• _What is required_:
Could you return every line of the material that contains the word "rbac"?

• _Data for review_:
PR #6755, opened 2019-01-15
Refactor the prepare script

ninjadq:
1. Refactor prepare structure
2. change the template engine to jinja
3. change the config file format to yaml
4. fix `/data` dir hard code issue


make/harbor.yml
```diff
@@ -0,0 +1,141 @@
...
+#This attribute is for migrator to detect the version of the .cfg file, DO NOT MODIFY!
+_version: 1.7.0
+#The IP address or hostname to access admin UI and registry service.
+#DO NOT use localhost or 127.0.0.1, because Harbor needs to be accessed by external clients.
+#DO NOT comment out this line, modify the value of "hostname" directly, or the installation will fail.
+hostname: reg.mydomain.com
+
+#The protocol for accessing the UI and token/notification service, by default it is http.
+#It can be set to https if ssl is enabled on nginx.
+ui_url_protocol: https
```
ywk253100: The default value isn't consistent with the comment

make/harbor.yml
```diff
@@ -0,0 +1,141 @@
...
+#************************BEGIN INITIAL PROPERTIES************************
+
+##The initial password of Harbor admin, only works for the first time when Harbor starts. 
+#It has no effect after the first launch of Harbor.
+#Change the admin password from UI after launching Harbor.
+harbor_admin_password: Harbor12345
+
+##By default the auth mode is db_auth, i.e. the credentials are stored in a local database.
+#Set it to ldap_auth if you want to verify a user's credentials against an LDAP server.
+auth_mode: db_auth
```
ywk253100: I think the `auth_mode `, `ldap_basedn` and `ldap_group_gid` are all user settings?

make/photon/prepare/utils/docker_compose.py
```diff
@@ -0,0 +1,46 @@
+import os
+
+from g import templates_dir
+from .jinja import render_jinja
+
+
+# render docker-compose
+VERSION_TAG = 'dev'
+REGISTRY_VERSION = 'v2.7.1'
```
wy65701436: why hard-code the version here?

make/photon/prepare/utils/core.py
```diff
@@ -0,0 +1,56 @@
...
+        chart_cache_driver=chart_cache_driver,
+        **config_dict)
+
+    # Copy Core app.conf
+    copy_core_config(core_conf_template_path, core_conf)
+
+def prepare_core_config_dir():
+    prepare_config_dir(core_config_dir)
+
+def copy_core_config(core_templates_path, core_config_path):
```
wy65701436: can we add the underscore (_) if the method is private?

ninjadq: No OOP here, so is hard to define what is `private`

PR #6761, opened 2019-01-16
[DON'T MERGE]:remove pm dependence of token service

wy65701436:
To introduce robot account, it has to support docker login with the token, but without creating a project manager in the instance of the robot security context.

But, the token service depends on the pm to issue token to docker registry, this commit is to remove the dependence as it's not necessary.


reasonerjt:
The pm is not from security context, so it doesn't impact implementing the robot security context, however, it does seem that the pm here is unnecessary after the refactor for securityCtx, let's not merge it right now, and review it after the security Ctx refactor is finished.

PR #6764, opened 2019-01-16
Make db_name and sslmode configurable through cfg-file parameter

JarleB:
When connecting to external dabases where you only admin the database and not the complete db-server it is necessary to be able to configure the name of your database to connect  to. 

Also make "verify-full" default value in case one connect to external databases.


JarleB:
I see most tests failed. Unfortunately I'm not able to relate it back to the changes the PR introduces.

--

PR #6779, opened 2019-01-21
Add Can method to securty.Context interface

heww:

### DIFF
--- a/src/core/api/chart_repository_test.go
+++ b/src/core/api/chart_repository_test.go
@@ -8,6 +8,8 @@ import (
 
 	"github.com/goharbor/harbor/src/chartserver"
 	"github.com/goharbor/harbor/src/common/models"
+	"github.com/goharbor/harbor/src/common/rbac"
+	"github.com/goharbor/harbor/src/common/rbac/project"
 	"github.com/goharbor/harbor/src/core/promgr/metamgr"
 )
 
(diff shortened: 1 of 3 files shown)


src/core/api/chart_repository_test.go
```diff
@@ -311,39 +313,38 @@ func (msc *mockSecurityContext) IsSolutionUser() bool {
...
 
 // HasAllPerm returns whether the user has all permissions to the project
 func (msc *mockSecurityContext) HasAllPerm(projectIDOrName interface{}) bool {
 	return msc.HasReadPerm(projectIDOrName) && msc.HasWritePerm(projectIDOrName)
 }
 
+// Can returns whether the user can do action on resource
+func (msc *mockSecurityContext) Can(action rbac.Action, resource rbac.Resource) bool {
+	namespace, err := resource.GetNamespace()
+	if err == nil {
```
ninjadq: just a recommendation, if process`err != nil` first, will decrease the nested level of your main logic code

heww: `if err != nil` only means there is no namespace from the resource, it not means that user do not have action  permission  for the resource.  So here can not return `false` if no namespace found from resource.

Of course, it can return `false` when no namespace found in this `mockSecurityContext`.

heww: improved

• _Answer section_:
+	"github.com/goharbor/harbor/src/common/rbac"
+	"github.com/goharbor/harbor/src/common/rbac/project"
+func (msc *mockSecurityContext) Can(action rbac.Action, resource rbac.Resource) bool {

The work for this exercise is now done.